The main characters in this text are the father and mother, with a focus on the mother. Peters (35) states that femininity is primarily defined by nurturing, acceptance, and accommodation rather than accomplishments. Despite progress made by women, these qualities continue to shape
... the definition of femininity. The home serves as a crucible where children are nurtured, accepted, accommodated, and prepared for their future roles in the community, Church, and country.
This paper is divided into different sections: exploring the biblical foundation of family; defining and categorizing various types of families; comparing healthy families to dysfunctional ones; examining the causes and characteristics of dysfunctional families; discussing the impact of dysfunctional families on children; addressing strategies for helping children overcome the effects of dysfunctional families; suggesting how the Church should respond, especially when parents undergo a technically executed divorce.
The Family - Classification And Definition
Categorization of the Family
A nuclear household, also known as a family, consists of a father, mother, and children. In this type of household, the birth of children is considered a divine blessing that adds
to the husband-wife unit. The decision to have children is ultimately determined by God, who controls both the number and proportion. However, couples who can conceive easily may choose to regulate their family size through family planning. It is important for couples facing delays in having children to remember that their marriage remains strong even without additional offspring.

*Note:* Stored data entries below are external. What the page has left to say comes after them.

PR #106, opened 2017-04-11
Actually support -showIncludes on MSVC

alexcrichton:
Various problems locally meant that I wasn't able to thoroughly test before
pushing up a patch, but now I've fixed those issues and this is tested locally!
Namely:

* Pass `-showIncludes` to the preprocessor even if there's no dep file output
  requested.
* When a dep file is requested and `-showIncludes` is passed then ship all
  output of dep files to the compiler's stdout.

### DIFF
--- a/src/compiler/compiler.rs
+++ b/src/compiler/compiler.rs
@@ -509,9 +509,9 @@ gcc
     cmd.stdout(Stdio::piped())
        .stderr(Stdio::null());
     let output = write.and_then(move |(tempdir, src)| {
-        let args = vec!(OsString::from("-E"), OsString::from(&src));
+        cmd.arg("-E").arg(src);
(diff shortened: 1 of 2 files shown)


luser:
This does work for me in local testing, it just has one quirk. MSVC outputs the source file name for every compiler invocation, and since we're running the compiler twice we get the source filename output twice:
```
$ cl -nologo -Fohello.obj -showIncludes -c hello.c -I.
hello.c
Note: including file: .\hello.h
$ /c/build/sccache/target/debug/sccache.exe cl -nologo -Fohello.obj -showIncludes -c hello.c -I.
hello.c
Note: including file: .\hello.h
hello.c
```
It's not a terribly big deal, just a quirk.

PR #109, opened 2017-04-21
Switch from SHA-1 to SHA-512

### LINKED ISSUE #108: Faster hash algorithm?
Running sccache against a fully cached LLVM build on S3 I've found that 82% of the runtime of the server is consumed in sha1 hashing. That's quite a lot! Knowing C++ it is indeed hashing megabytes and megabytes of output...

I wonder if perhaps other hash algorithms have been considered? So far some pieces I've learned are:

* The OpenSSL implementation of SHA1 is ~4x faster than the `sha1` crate. (presumably due to fancy simd bits)
* The *ring* implementation is the same speed as the `sha1` crate (presumably because both are written in stable rust without simd)
* The OpenSSL SHA256 implementation is ~2x faster than the `sha1` crate
* The *ring* implementation is also 2x faster than the `sha1` crate 
* Various blake2b crates can get to about 3x faster than the `sha1` crate
* I'm sure md5 can be even faster still!

Are there various thoughts on the hashing algorithm here? I'd be wary of using OpenSSL due to its difficult-to-get-working Windows support. I think *ring* could be a good option but it's not *that* much faster in sha256 mode. Maybe blake2b is fast enough? (and I think still written in Rust).

alexcrichton:
Local benchmarking showed that the implementation of SHA-512 in the *ring* crate
is 3x faster than the implementation of SHA-1 in the `sha1` crate. I've also
noticed that 80%+ of sccache's runtime on a fully cached build is spent hashing.
With this change I noticed a decrease from 108s to 92s when building a fully
cached LLVM from the network. Not a huge win but if the network were faster
could perhaps add up!

Closes #108


src/util.rs
```diff
@@ -27,26 +27,60 @@ use std::time::Duration;
...
+pub struct Digest {
+    inner: Context,
+}
+
+impl Digest {
+    pub fn new() -> Digest {
+        Digest { inner: Context::new(&SHA512) }
+    }
+
+    /// Calculate the SHA-1 digest of the contents of `path`, running
```
est31: It should read SHA-512 here.

src/compiler/rust.rs
```diff
@@ -842,7 +840,6 @@ bar.rs:
         drop(env_logger::init());
         let f = TestFixture::new();
         // SHA-1 digest of an empty file.
```
est31: Comment forgotten to be removed.

alexcrichton:
Ah just realized I should update the *ring* dependency, so this now depends on *ring* 0.9

alexcrichton:
Ok I've rebased over https://github.com/mozilla/sccache/pull/112, but something I realized was that *ring* 0.9 depends on Rust 1.17 so I bumped that dep, if that's a problem though I can change it back.

est31:
@alexcrichton if you bump the required rust version in the .travis.yml, you should also bump it in the README.

luser:
> Ok I've rebased over #112, but something I realized was that ring 0.9 depends on Rust 1.17 so I bumped that dep, if that's a problem though I can change it back.

I don't love constantly bumping our version requirement to chase latest stable, but as long as it's mentioned in the README and enforced in our CI config it's not a dealbreaker for anything.

alexcrichton:
@luser as a heads up I updated the "install rust" code in AppVeyor to use rustup, I think the old manifest may have not made their way to 1.17.0

luser:
Thanks! I copied that script from somewhere and haven't looked at it in a while. :)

While waiting for a solution, individuals should explore potential medical trials and have faith in God. The extended household consists of the husband, wife, children, and relatives from both the husband and wife's side. The focal individuals in both scenarios are the husband and wife.
The households can be divided into two categories: healthy or normal households and dysfunctional households. A healthy or normal household is characterized by monogamy and exclusivity. According to Genesis 2:24, "for this reason a man will leave his father and mother and be united to his wife, and they will become one flesh" (NIV). In simpler terms, a healthy household consists of only one wife and one husband.

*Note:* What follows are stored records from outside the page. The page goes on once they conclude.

PR #2793, opened 2026-08-05
Bump MSRV to 1.91.0

flip1995:
In preparation of the opendal bump to version 0.58.1. opendal 0.58.1 has an MSRV of 1.91.0, so sccache needs to match this in order to bump the opendal dependency.

cc #2715


Xuanwo (approved):
Thank you! Let's go!

Issue #2763, opened 2026-07-02
Feature request: Patch obj files on windows to point to the correct source file


rconde01:
I'm using multiple worktrees at once using the base dirs functionality. This works fine for getting cache hits. However, if i'm debugging and I hit an exception, Visual Studio will load the source file from location where the obj was originally built instead of the worktree i'm working in. Then i make changes to that file and scratch my head for a second while I wonder why they don't seem to work. This makes sense, but it seems theoretically possible to fix. If we can have the cached obj contain a very long path, you should be able to patch it to the actual path on copy. Or maybe there's an entirely different approach that could work, but I wanted to capture the issue at least.

PR #2794, opened 2026-08-05
rust: support SCCACHE_BASEDIRS across checkout roots 

### LINKED ISSUE #2652: Wire SCCACHE_BASEDIRS into Rust hash key

### LINKED ISSUE #2765: Should exclude --remap-path-prefix from cache key
Say I have a Rust project and I add a worktree. I want debuginfo to be valid across trees, so we normalize using `--remap-path-prefix`. `sccache` normalizes the source directory when basedirs is set, so we get a nice shared cache hit. Now, I add a new worktree. I have to go to all other worktrees and add the new worktree's base to the `--remap-path-prefix`  set, which changes the cache key, blowing away cache that could otherwise be reused.

Shouldn't `sccache` normalize away `--remap-path-prefix` when it's congruent with one of the sccache base directories? Or better yet, add its own `--remap-path-prefix` so shared debuginfo Just Works?

pamarcos:
First, I want to point that I've used GPT-5.6 Sol to assist me with the work. However, I've reviewed the code and tested it.

Rust compilation currently includes checkout-specific paths in its cache key, so the existing `SCCACHE_BASEDIRS` support does not provide cross-checkout cache hits for Rust crates.

This adds Rust support while preserving location sensitivity for path inputs that are not safely covered by compiler remapping. In particular, normalization requires an effective `--remap-path-prefix` covering the working directory with the default or `all` remap scope. Without that compiler-side remapping, the working directory and other path-sensitive inputs remain exact.

This work is based on https://github.com/mozilla/sccache/pull/2678 (Matt remains the author of the imported baseline commit). I also found that there's a similar PR at https://github.com/johnkferguson/sccache/pull/1. Not sure why a PR upstream was never created.

So, I decided to create this PR because the other ones seem not to be followed up, but I'm happy to close this as a duplicate if the others are planned to be merged.

<details>
<summary>Implementation details</summary>

- normalizes only the source side of parsed `--remap-path-prefix` values, preserving the destination,
  mapping precedence, component matching, and final remap scope;
- hashes the effective remapped identity of every source file and preserves original identity when
  multiple sources map to the same virtual path;
- keeps `env!`, `option_env!`, profiles, plugins, and unremapped paths location-sensitive;
- normalizes a small allowlist of path-valued `CARGO_*` variables, including
  `CARGO_INSTALL_ROOT`, only when the working directory is remapped, there are no explicit externs,
  and crate search paths contain no dynamic libraries;
- frames normalized values and advances the Rust cache-key version from `6` to `7`;
- falls back to local compilation when a distributed path transformer cannot safely preserve a user
  remap; and
- declines `SCCACHE_BASEDIRS` prefix stripping for non-ASCII Windows values.

This deliberately avoids scanning arbitrary argument, linker, environment, or replacement-path bytes. Those values may affect compiler output without being rewritten by `rustc`, so stripping them from the key could return an artifact containing paths or semantics from another checkout.

</details>

<details>
<summary>Full provenance and related discussions</summary>

### Direct lineage

| Reference | Relevance |
|---|---|
| https://github.com/mozilla/sccache/issues/35 | Original request for a `CCACHE_BASEDIR` equivalent. |
| https://github.com/mozilla/sccache/pull/104 | Early unmerged basedir implementation. |
| https://github.com/mozilla/sccache/pull/2521 | Mikhail Shiryaev's merged `SCCACHE_BASEDIRS` foundation for C/C++. |
| https://github.com/mozilla/sccache/pull/2270 | Made Rust `--remap-path-prefix` compilations cacheable. |
| https://github.com/mozilla/sccache/pull/2651 | Stopped separately hashing `CARGO_ENCODED_RUSTFLAGS`, which often carries the remap. |
| https://github.com/mozilla/sccache/issues/2652 | Weihang Lo's direct request for Rust support and warning that key-only normalization is unsafe. |
| https://github.com/vercel/sccache/pull/10 | Matt Mastracci's original Rust prototype. |
| https://github.com/mozilla/sccache/pull/2678 | Matt Mastracci's direct upstream implementation and the baseline for this PR. |

### Independent implementations and experiments

| Reference | Relevance |
|---|---|
| https://github.com/johnkferguson/sccache/pull/1 | Glob/worktree experiment, per-token argument diagnosis, `CARGO_INSTALL_ROOT`, and reported 98.6% hit rate. |
| https://github.com/manoelcalixto/sccache/pull/1 | Independent opt-in linked-worktree implementation with extensive safety and CI coverage. |
| https://github.com/zackees/zccache/issues/229 | Related request for safe Rust cache sharing across source roots. |
| https://github.com/zackees/zccache/pull/237 | Root-covering remap gate and path-sensitive Rust integration tests in `zccache`. |
| https://github.com/moriyoshi/sccache-wrapper | Standalone normalized-artifact cache wrapper for cross-worktree reuse. |
| https://github.com/NVIDIA/OpenShell/pull/2379 | Operational evidence of zero Rust cross-worktree hits before normalization. |
| https://github.com/NVIDIA/OpenShell/pull/2475 | Follow-up experiment using `SCCACHE_BASEDIRS`. |

### Cache-key and artifact-safety context

| Reference | Relevance |
|---|---|
| https://github.com/mozilla/sccache/issues/196 | Historical report of shared Rust dependencies missing across projects. |
| https://github.com/mozilla/sccache/pull/206 | Earlier path-independent Rust key attempt, left unmerged because artifacts differed by path. |
| https://github.com/mozilla/sccache/pull/345 | Added Rust working-directory hashing because the path is embedded in rlibs. |
| https://github.com/mozilla/sccache/issues/986 | Discussion of whether and why the working directory belongs in cache keys. |
| https://github.com/mozilla/sccache/issues/2494 | Discussion of which `CARGO_*` variables should affect Rust keys. |
| https://github.com/mozilla/sccache/pull/2495 | Alternative proposal to stop hashing redundant or irrelevant `CARGO_*` variables. |
| https://github.com/mozilla/sccache/pull/2673 | Analogous parsed source-side normalization for C/C++ prefix-map arguments. |
| https://github.com/mozilla/sccache/pull/2711 | Related C/C++ argument normalization and per-argument key framing. |
| https://github.com/mozilla/sccache/issues/2763 | Demonstrates the debugger/source-path consequence of serving an artifact from another checkout. |
| https://github.com/mozilla/sccache/issues/2765 | Daniel Colascione's direct request to normalize congruent Rust `--remap-path-prefix` values. |
| https://github.com/mozilla/sccache/issues/2595 | Worktree workflow and dynamic basedir discovery requirements. |
| https://github.com/mozilla/sccache/issues/2737 | Windows basedir matching bug report. |
| https://github.com/mozilla/sccache/pull/2736 | Windows escaped-separator fix in shared basedir handling. |
| https://github.com/rust-lang/cargo/issues/10915 | Upstream evidence that moving `CARGO_HOME` changes path-sensitive artifacts/fingerprints. |
| https://github.com/rust-lang/cargo/issues/12137 | Cargo `trim-paths` and remap-scope tracking issue. |

</details>

## Benchmarks building ClickHouse

Running on a AMD Ryzen 9 9950X with 96G

| Scenario | Average build time | Sample SD | C/C++ hits | C/C++ misses | Rust hits | Rust misses |
|---|---:|---:|---:|---:|---:|---:|
| ccache | 142.73s | 2.03s | 16,614 | 2 | Not wrapped | Not wrapped |
| sccache with Rust | **54.91s** | 0.63s | 16,730 | 2 | 822 | 0 |
| sccache with Rust, client-side | 154.72s | 0.27s | 16,730 | 2 | 808 | 0 |
| sccache C/C++ only | 144.03s | 0.78s | 16,614 | 2 | Not wrapped | Not wrapped |

The interesting part here is that using the new client-side architecture, it slows down a lot. I'll probably create a separate issue to point that.

Closes: https://github.com/mozilla/sccache/issues/2652
Closes: https://github.com/mozilla/sccache/issues/2765
Related: https://github.com/mozilla/sccache/pull/2678
Related: https://github.com/mozilla/sccache/issues/2595

### DIFF
--- a/src/compiler/rust.rs
+++ b/src/compiler/rust.rs
@@ -4571,22 +4571,24 @@ proc_macro false
                 Some(format!("{prefix}=/workspace").into()),
             )]
         };
+        let joined =
+            |prefix: &str, suffix: &str| Some(Path::new(prefix).join(suffix).into_os_string());
         assert!(super::remap_path(Path::new("/home/user/project"), &remap("/home/user")).is_some());
         assert!(super::remap_path(Path::new("/home/user"), &remap("/home/user=part")).is_none());
         assert_eq!(
             super::remap_path(Path::new("/home/user"), &remap("/")),
-            Some("/workspace/home/user".into())
+            joined("/workspace", "home/user")
         );
         assert_eq!(
             super::remap_path(Path::new("/home/user/project"), &remap("/home/user/")),
-            Some("/workspace/project".into())
+            joined("/workspace", "project")
         );
         assert!(
             super::remap_path(Path::new("/home/username/project"), &remap("/home/user")).is_none()
         );
         assert_eq!(
             super::remap_path(Path::new("/home/a=b/project"), &remap("/home/a=b")),
-            Some("/workspace/project".into())
+            joined("/workspace", "project")
         );
 
         let overlapping = vec![
@@ -4598,7 +4600,7 @@ proc_macro false
         ];
         assert_eq!(
             super::remap_path(Path::new("/home/user/project"), &overlapping),
-            Some("/last/project".into())
+            joined("/last", "project")
         );
 
         let mut diagnostics = remap("/home/user");
--- a/src/compiler/rust.rs
+++ b/src/compiler/rust.rs
@@ -175,20 +175,31 @@ fn is_path_cargo_env(var: &OsString) -> bool {
     ) || var.as_encoded_bytes().starts_with(b"CARGO_BIN_EXE_")
 }
 
+fn omits_dep_info_target(flag: &OsString, value: Option<&OsString>) -> bool {
+    flag == "-Z"
+        && value.and_then(|value| value.to_str()).is_some_and(|value| {
+            value.split_once('=').map_or(value, |(name, _)| name) == "dep-info-omit-d-target"
+        })
+}
+
+#[derive(Clone, Debug)]
+struct DepInfoTemplate {
+    target_dependencies: String,
+    tail: String,
+}
+
 fn rewrite_dep_info_targets(
     dep_info: &Path,
     outputs: &HashMap<String, ArtifactDescriptor>,
     cwd: &Path,
+    template: &DepInfoTemplate,
 ) -> Result<()> {
     let dep_info = cwd.join(dep_info);
     let deps = fs::read_to_string(&dep_info).context("Failed to read cached Rust dep-info")?;
-    let mut rewritten = String::with_capacity(deps.len());
-    let mut matched_output = false;
-    let mut scanning_output_targets = true;
+    let mut output_targets = Vec::new();
 
     for line in deps.split_inclusive('\n') {
-        if !scanning_output_targets || line.trim().is_empty() {
-            rewritten.push_str(line);
+        if line.trim().is_empty() {
             continue;
         }
 
@@ -232,22 +243,28 @@ fn rewrite_dep_info_targets(
                 }
             }
         }
-        let Some((separator, _, output)) = matched else {
-            if !matched_output {
+        let Some((_, _, output)) = matched else {
+            if output_targets.is_empty() {
                 bail!(
                     "No output targets matched cached Rust dep-info {}",
                     dep_info.display()
                 );
             }
-            scanning_output_targets = false;
-            rewritten.push_str(line);
-            continue;
+            break;
         };
 
-        matched_output = true;
-        rewritten.push_str(&output.path.to_string_lossy());
-        rewritten.push_str(&line[separator..]);
+        output_targets.push(output);
     }
+
+    let mut rewritten = String::with_capacity(deps.len());
+    for (index, output) in output_targets.iter().enumerate() {
+        rewritten.push_str(&output.path.to_string_lossy());
+        rewritten.push_str(&template.target_dependencies);
+        if index + 1 < output_targets.len() {
+            rewritten.push('\n');
+        }
+    }
+    rewritten.push_str(&template.tail);
 
     if rewritten != deps {
         let parent = dep_info
@@ -433,6 +450,8 @@ pub struct RustCompilation {
     crate_types: CrateTypes,
     /// If dependency info is being emitted, the name of the dep info file.
     dep_info: Option<PathBuf>,
+    /// Dependency records generated locally for the current invocation.
+    dep_info_template: Option<DepInfoTemplate>,
     /// The current working directory
     cwd: PathBuf,
     /// The environment variables
@@ -462,7 +481,7 @@ async fn get_source_files_and_env_deps<T>(
     cwd: &Path,
     env_vars: &[(OsString, OsString)],
     pool: &tokio::runtime::Handle,
-) -> Result<(Vec<PathBuf>, Vec<(OsString, OsString)>)>
+) -> Result<(Vec<PathBuf>, Vec<(OsString, OsString)>, DepInfoTemplate)>
 where
     T: CommandCreatorSync,
 {
@@ -494,7 +513,7 @@ where
         })
         .await?;
 
-    parsed.map(move |(files, env_deps)| {
+    parsed.map(move |(files, env_deps, template)| {
         trace!(
             "[{}]: got {} source files and {} env-deps from dep-info in {}",
             crate_name,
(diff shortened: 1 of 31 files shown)


sylvestre:
Long comment #0 written by a llm isn't useful... Please make it shorter

pamarcos:
> Long comment #0 written by a llm isn't useful... Please make it shorter

Roger. I cut most of it. Left the implementation details available in case someone's interested, though.

src/compiler/rust.rs
```diff
@@ -62,6 +62,120 @@ use std::time;
...
+    matches!(
+        var.to_str(),
+        Some(
+            "CARGO_HOME"
+                | "CARGO_INSTALL_ROOT"
+                | "CARGO_MANIFEST_DIR"
+                | "CARGO_MANIFEST_PATH"
+                | "CARGO_TARGET_DIR"
+                | "CARGO_TARGET_TMPDIR"
+                | "CARGO_WORKSPACE_DIR"
```
weihanglo: This is LLM hallucination. At least Cargo doesn't set any `CARGO_WORKSPACE_DIR` env var

src/compiler/rust.rs
```diff
@@ -1572,6 +1737,26 @@ where
             .cloned()
             .collect();
         env_vars.sort();
+        // Procedural macros can read inherited environment variables without reporting them in
+        // rustc dep-info. They can be explicit externs or resolved from a crate search path.
+        let normalize_cargo_paths = !basedirs.is_empty()
+            && remap_path(&cwd, &os_string_arguments).is_some()
+            && env_vars.iter().any(|(var, _)| is_path_cargo_env(var))
```
weihanglo: Env sanitization is better to be be split out to its own PR

src/compiler/rust.rs
pamarcos: I removed it from the built-in allowlist and added a negative assertion in 25b2f7f. Thanks for catching this.

src/compiler/rust.rs
pamarcos: I can still split it in a separate PR if you insist, but I didn't do it at first because is a hard requirement for this feature to work with cargo. Otherwise, AFAIU without this we could only make the rustc compiler support cross-worktree cache hits.

weihanglo: Yeah, the rationale is well understood. Just feel like a fix of <https://github.com/mozilla/sccache/issues/2494> could be shipped incrementally without too much burden on review side, and has value on its own, and is also easy to revert/bisect if something bug pops up.

I not a maintainer btw. You could keep your original comment I don't mind.

pamarcos: Alright, I'll keep it as it is for now waiting for a maintainer to give their opinion on it. I'll do whatever makes everyone's life easier

src/compiler/rust.rs
weihanglo: If it is never be set, it makes little sense to have a negative assertion.

pamarcos: That's right, removed at https://github.com/mozilla/sccache/pull/2794/commits/8fca89f22946ea4c8fe0053397a29ba33d4475ef

packplusplus:
We're running into these cache path issue with our shared ci runners writing back to shared s3 (multiple runners on a single host with randomized build dirs). I'm running a POC on if this works for us. I feel like cleaning up the failed ci jobs would be a positive step in getting it merged while you wait for a maintainer. 

Edit: The POC work is interesting. The conservative decision `no explicit externs, and crate search paths contain no dynamic libraries` made the cache efficacy for several of our builds negligible. An ai slopped version that allows ordinary `.rlib` externs and `-L dependency` normalization gave better caching (closer to 25%), but I'm not sure the safety of it (certainly not enough to propose to upstream). 

Edit 2: the slopped version is too risky, it 100% had a physical path from a cached library artifact. there may still be a path, but i'm wary of diving too deep on this.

God's original plan does not include situations such as two married women and one husband, two husbands and one married woman, two men living together as a couple, or two women living as a family.
The Roles of Families
Every family has the primary responsibility of raising their children. Each member of the family is responsible for contributing to this process. In Nigeria, the family is commonly referred to as "everybody," which is why Yorubas say "Enikan nii bimo, igba eeyan Ni I wo o". It is also recognized that if a family is dysfunctional, it will only raise a dysfunctional child.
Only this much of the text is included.